On the news the other night was a story that almost made me change the channel. I’m glad I didn’t. At first, it seemed like the typical, NBC news fluff piece about a kitten being rescued from a tree by a nine-year-old dressed as a fireman or something. But the piece had a diamond in the fluff.

The city of Allen, Texas has something to brag about. Something to show off – a new football stadium. What’s such a big deal? Lot’s of places have a football stadium, maybe even a really nice one. But in Allen, the stadium is for…

a high school.

I’m not going to talk about the ridiculous excess of spending $60million in bond money to build a high school football stadium. Lot of people have been talking about that for three years. What caught my attention was a comment made by an Allen resident (I’m not sure if he was involved in the project) in an interview at the stadium.

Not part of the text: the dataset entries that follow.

PR #95, opened 2015-08-19
Sort plugins before codegen

### LINKED ISSUE #92: generated code changes when plugins are compiled with go1.5
Looks like this is because plugins are registered using `init()`, and the load order has changed in 1.5, but I'm not sure.

tamird:
Fixes #92.

This diff is **big**. Sorry about that.


BramGruneir:
LGTM

awalterschulze:
Could you explain why the sort is needed.
I am a bit tired, but I don't see any reason that the plugin list would not be deterministic.
Yes I still have not installed go1.5, but just looking at the code, I can't see what is going wrong.

awalterschulze:
Basically I think the change is fine, but I just want to understand exactly why it is needed first.

tamird:
The order of init() calls seems to have changed in 1.5.

tamird:
To clarify, it is still deterministic in 1.5, but the order differs from
1.4's. This ensures that both versions will produce the same code.

protoc-gen-gogo/generator/generator.go
```diff
@@ -77,7 +78,21 @@ type Plugin interface {
...
+
+func (ps pluginSlice) Less(i, j int) bool {
+	return ps[i].Name() < ps[j].Name()
+}
+
+func (ps pluginSlice) Swap(i, j int) {
+	ps[i], ps[j] = ps[j], ps[i]
+}
+
+var plugins pluginSlice
```
awalterschulze: This can change back to []Plugin

awalterschulze:
Everything else looks good and I understand now.   For some reason I thought the range was happening over pluginList and not plugins, as I said I am tired.

awalterschulze:
Thanks again for this fix :)

tamird:
My pleasure!

PR #98, opened 2015-08-27
Fix bug where package name with multiple segments broke codegen

tamird:
@awalterschulze this is the bug we saw over in https://github.com/cockroachdb/cockroach/pull/2276. See the change in `test/mapsproto2/combos/both/mapsproto2.proto`: adding the period breaks codegen!


tamird:
I believe I have found the source of this problem and have a fix.

PR #3406, opened 2021-09-14
fix(utils): add type remove the ts error

btea:

### DIFF
--- a/packages/utils/scrollbar-width.ts
+++ b/packages/utils/scrollbar-width.ts
@@ -22,7 +22,7 @@ export default function (): number {
   outer.appendChild(inner)
 
   const widthWithScroll = inner.offsetWidth
-  outer.parentNode.removeChild(outer)
+  outer.parentNode!.removeChild(outer)
   scrollBarWidth = widthNoScroll - widthWithScroll
 
   return scrollBarWidth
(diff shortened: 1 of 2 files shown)


packages/utils/scrollbar-width.ts
```diff
@@ -22,7 +22,7 @@ export default function (): number {
   outer.appendChild(inner)
 
   const widthWithScroll = inner.offsetWidth
-  outer.parentNode.removeChild(outer)
+  outer.parentNode!.removeChild(outer)
```
JeremyWuuuuu, line 25: I think the use of non-nullish operator should be very careful which could cause trouble. I suggest that we use `optional` chaining operator here instead of `non-nullish assertion` to prevent error.

JeremyWuuuuu:
Left 1 request for you. Let me know if you need any help. ;)

packages/utils/scrollbar-width.ts
btea: Yes, you are right.

btea:
The test seems unstable~

jw-foss (approved):

JeremyWuuuuu:
> The test seems unstable~

We are going to fix that for stability.

PR #3416, opened 2021-09-14
build: parallel build

sxzz:


build/full-bundle.ts
```diff
@@ -33,65 +34,56 @@ import { getExternals } from './utils'
...
   })
 
-  const rewriter = (id) => {
+  const rewriter = (id: string) => {
     if (id.startsWith(`${EP_PREFIX}/components`))
       return id.replace(`${EP_PREFIX}/components`, './components')
-    if (id.startsWith(EP_PREFIX) && excludes.every((e) => !id.endsWith(e)))
+    else if (id.startsWith(EP_PREFIX) && excludes.every((e) => !id.endsWith(e)))
       return id.replace(EP_PREFIX, '.')
+    else return id
```
JeremyWuuuuu, line 83: With `return` here there is actually no need to use `else`. Even though it is semantically correct.

JeremyWuuuuu:
TBH, when there is no test cases against the bundled product, I think we better not get our hands on the bundling script, since the previous version is tested by releasing multiple versions. If you do need to add some trivial change like abstracting the `chalk` methods, I am fine with it, but if you want to change those script for bundling, I suggest you not to. I am not saying that we are afraid of making mistakes, I am saying that at the stage of a project used by thousands we should be careful handling stuff like this, if we can guarantee the quality of the product I would be fine with it(since we can't).

build/full-bundle.ts
sxzz: If don’t return, typescript will add `undefined` to the return value.

build/build-helper.ts
```diff
@@ -1,8 +1,8 @@
-/* eslint-disable @typescript-eslint/no-var-requires */
 import helper from 'components-helper'
 import path from 'path'
 import { epRoot } from './paths'
 
+// eslint-disable-next-line @typescript-eslint/no-var-requires
 const { name, version } = require(path.resolve(epRoot, './package.json'))
 
 import icon from '../website/icon.json'
```
JeremyWuuuuu, line 8: I think you need to rebase on the `dev` for getting the newest code.

sxzz:
@JeremyWuuuuu PTAL.

build/helper.ts
```diff
@@ -1,49 +1,24 @@
...
+const reComponentName: InstallOptions['reComponentName'] = (title: string) =>
+  `el-${title
     .replace(/\B([A-Z])/g, '-$1')
     .replace(/[ ]+/g, '-')
     .toLowerCase()}`
-}
 
-function reDocUrl(fileName, header) {
+const reDocUrl: InstallOptions['reDocUrl'] = (fileName, header) => {
   const docs = 'https://element-plus.org/#/en-US/component/'
```
JeremyWuuuuu, line 14: Actually here we need to update to
```ts
const docs = 'https://element-plus.org/en-US/component/'
```

But we can do that in separate PRs.

build/utils.ts
```diff
@@ -1,54 +1,16 @@
...
+//   const workspacePkgs = (await getWorkspaceNames()).filter((pkg) =>
+//     pkg.startsWith(EP_PREFIX)
+//   )
+//   return (module: Module) => (id: string) => {
+//     const config = buildConfig[module]
+//     if (workspacePkgs.some((pkg) => id.startsWith(pkg)))
+//       return id.replace(EP_PREFIX, config.bundle.path)
+//     else return ''
+//   }
+// }
```
JeremyWuuuuu, line 16: Why are we keeping this file anyway?

jw-foss (approved):
Approving as-is

JeremyWuuuuu:
@sxzz got some conflicts, you can merge this PR after resolving them.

He said the $60million was an “investment in the future of the kids and in the future of the town.” The money was supplied by a bond initiative that was approved by 64% of the area voters. Interviews with fans confirm the sentiment by the supporter mentioned above saying, again and again, that it was “worth it.”

Students walk across an indoor practice field, part of the new $60 million football stadium at Allen High School

I’m captivated. I can’t know the individual politics of anyone in any of these video interviews, but Texas is an extreme conservative stronghold. And here are a bunch of Texans speaking the language of progressivism: investing in your community, investing in the future, sacrificing money for a greater purpose. Wow.

If these people could only make the HUGE leap from football to things like water, the climate, clean air, transportation, and sustainable energy, we would really be onto something.

The other thing that fascinates me now is that this piece really seems to have disappeared from NBC. I have searched and searched, and it’s just gone. Even though I made a note of it being on NBC, I also searched on all major and local (bay area) networks and stations’ web sites. I finally found the entire episode of NBC Nightly News on Youtube:

Why would this be missing from NBC’s own web site? Besides the taboo “investment” talk – I actually saw a language “translator” for Republicans that said that the word, “investment” actually means, “spending” – the piece talked about the 64% of voter approval garnered by the bond measure. What this means is that 36% of voters in that area are paying taxes for an “investment” that they didn’t want. Hmmm… Sounds kind of socialistic and/or dictatorial to me. I’m usually skeptical of conspiracy theories, but this piece might have just been a little too embarrassing to Republicans.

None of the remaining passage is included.